Here's the .zip file of the CAD model.  Uncompressed it's in STEP format.


----------



## vederstein (Jan 29, 2019)

Now for two of the casting patterns (.stl format).


----------



## vederstein (Jan 29, 2019)

And the other two casting patterns...


----------



## minh-thanh (Jan 29, 2019)

Wow.. Thanks for share ,vederstein !


----------



## davidyat (Feb 6, 2019)

Ved, where is the first thread you posted on this engine? I seem to remember that you said this engine can be made with bar stock. I looked at the cylinder in the plans and I don't think I have the expertise to make the cylinder out of bar stock yet. If I'm not comfortable with bar stock, it looks like I can buy the castings that you posted in the plans. Are the prices for one piece? And forgive my not knowing, but is the cylinder one piece if ordered or two halves?
Grasshopper


----------



## vederstein (Feb 6, 2019)

davidyat said:


> Ved, where is the first thread you posted on this engine? I seem to remember that you said this engine can be made with bar stock. I looked at the cylinder in the plans and I don't think I have the expertise to make the cylinder out of bar stock yet. If I'm not comfortable with bar stock, it looks like I can buy the castings that you posted in the plans. Are the prices for one piece?
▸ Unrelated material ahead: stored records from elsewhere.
PR #1715, opened 2026-08-14
Fix project rules

jochenklar:
This PR aims to fix the Bug in RDMO 3.0, where `foo-manager` gets permissions on projects from `example.com` which are visible to them. The bug was introduces with the rewrite of the `site_manager` check.

It also gives `project.view_visibility_object` to all users who can access the project (as discussed).

I also adds a comprehensive test for the permissions in `rdmo/project/rules.py`. I'am not sure if this is the ideal form, I wanted something human readable to cross check if the permissions are as expected.

Tha last part is an update of the visibility api tests. It is a bit confusion who gets an `403` and a `404`. I needed some time to understand this and added some comments.

### DIFF
--- a/rdmo/projects/rules.py
+++ b/rdmo/projects/rules.py
@@ -75,8 +75,7 @@ def is_visible(user, project):
 
 @rules.predicate
 def is_project_site_manager(user, project):
-    return user.is_authenticated and user.role.manager.filter(id=project.site_id).exists()
-
+    return user.is_authenticated and project.site_id in user.role.manager_set
 
 rules.add_perm('projects.add_project', can_add_project)
 rules.add_perm('projects.view_project_object', is_project_member | is_visible | is_project_site_manager)
--- a/rdmo/projects/rules.py
+++ b/rdmo/projects/rules.py
@@ -74,57 +74,57 @@ def is_visible(user, project):
 
 
 @rules.predicate
-def is_site_manager(user, project):
-    return user.is_authenticated and user.role.manager.filter(id=project.site.id).exists()
+def is_project_site_manager(user, project):
+    return user.is_authenticated and user.role.manager.filter(id=project.site_id).exists()
 
 
 rules.add_perm('projects.add_project', can_add_project)
-rules.add_perm('projects.view_project_object', is_project_member | is_visible | is_site_manager)
-rules.add_perm('projects.change_project_object', is_project_manager | is_project_owner | is_site_manager)
-rules.add_perm('projects.change_project_progress_object', is_project_author | is_project_manager | is_project_owner | is_site_manager)  # noqa: E501
-rules.add_perm('projects.delete_project_object', is_project_owner | is_site_manager)
+rules.add_perm('projects.view_project_object', is_project_member | is_visible | is_project_site_manager)
+rules.add_perm('projects.change_project_object', is_project_manager | is_project_owner | is_project_site_manager)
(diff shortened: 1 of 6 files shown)


rdmo/projects/rules.py
```diff
@@ -76,12 +75,9 @@ def is_visible(user, project):
 
 @rules.predicate
 def is_site_manager(user, project):
-    return user.is_authenticated and user.role.is_site_manager
+    return user.is_authenticated and user.role.manager.filter(id=project.site.id).exists()
```
MyPyDavid: this can still go in `2.5.2`

rdmo/projects/rules.py
```diff
@@ -91,7 +87,7 @@ def is_site_manager(user, project):
 rules.add_perm('projects.export_project_object', is_project_owner | is_project_manager | is_site_manager)
 rules.add_perm('projects.import_project_object', is_project_owner | is_project_manager | is_site_manager)
 
-rules.add_perm('projects.view_visibility_object', is_site_manager)
+rules.add_perm('projects.view_visibility_object', is_project_member | is_visible | is_site_manager)
```
MyPyDavid: this is needed by @CalamityC  in the `3.0.0` branches

CalamityC (approved):

jochenklar:
@MyPyDavid we don't need the fix in 2.5.2 because it is not broken 😄 I rewrote the `is_site_manager` part for 3.0.0 so I think we can just merge here.

jochenklar:
Also `is_last_owner` is a proper permission, I forgot about this:

https://github.com/rdmorganiser/rdmo/blob/3.0.0/fix/project-rules/rdmo/projects/rules.py?plain=1#L61

I added it 2 month ago...

https://github.com/rdmorganiser/rdmo/commit/28d6c018a20d26ff3efab73d0bd9b3b6b94c166d

rdmo/projects/rules.py
MyPyDavid: not needed

rdmo/projects/rules.py
MyPyDavid: we dont need to split this PR up any longer.

rdmo/projects/rules.py
```diff
@@ -76,12 +75,9 @@ def is_visible(user, project):
 
 @rules.predicate
 def is_site_manager(user, project):
```
MyPyDavid: maybe rename to `is_project_site_manager` to prevent confusion with the `Role.is_site_manager`?

rdmo/projects/rules.py
MyPyDavid: apparently 👀  , there are nice new features from Django https://docs.djangoproject.com/en/5.2/topics/db/optimization/#use-foreign-key-values-directly, now it can also be directly:

```python
id=project.site_id
```
instead!
so like:
```python
user.role.manager.filter(id=project.site_id).exists()
```
That would also prevent a potential error for when `project.site.id is None` (when a Site would have been deleted).

MyPyDavid (changes requested):
few tiny changes

rdmo/projects/rules.py
jochenklar: Yes, I will change this one here and then we change the other gazillion of those cases later.

MyPyDavid: ok! I got it mixed up, that lookup with `project.site_id` is basically **as old as Django** itself :rofl: 
Yes let's use it in many places then later!

MyPyDavid (approved):
ok, nice!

And forgive my not knowing, but is the cylinder one piece if ordered or two halves?
> Grasshopper



I haven't got to the point of offering the castings for sale.  In fact I haven't yet done analyzing what I'm going to charge.  The cylinder is the most difficult part to make without being a casting.

To make the cylinder without a casting would be brazing two pieces together or a much larger chunk of material and using a rotary table mill out what isn't a cylinder.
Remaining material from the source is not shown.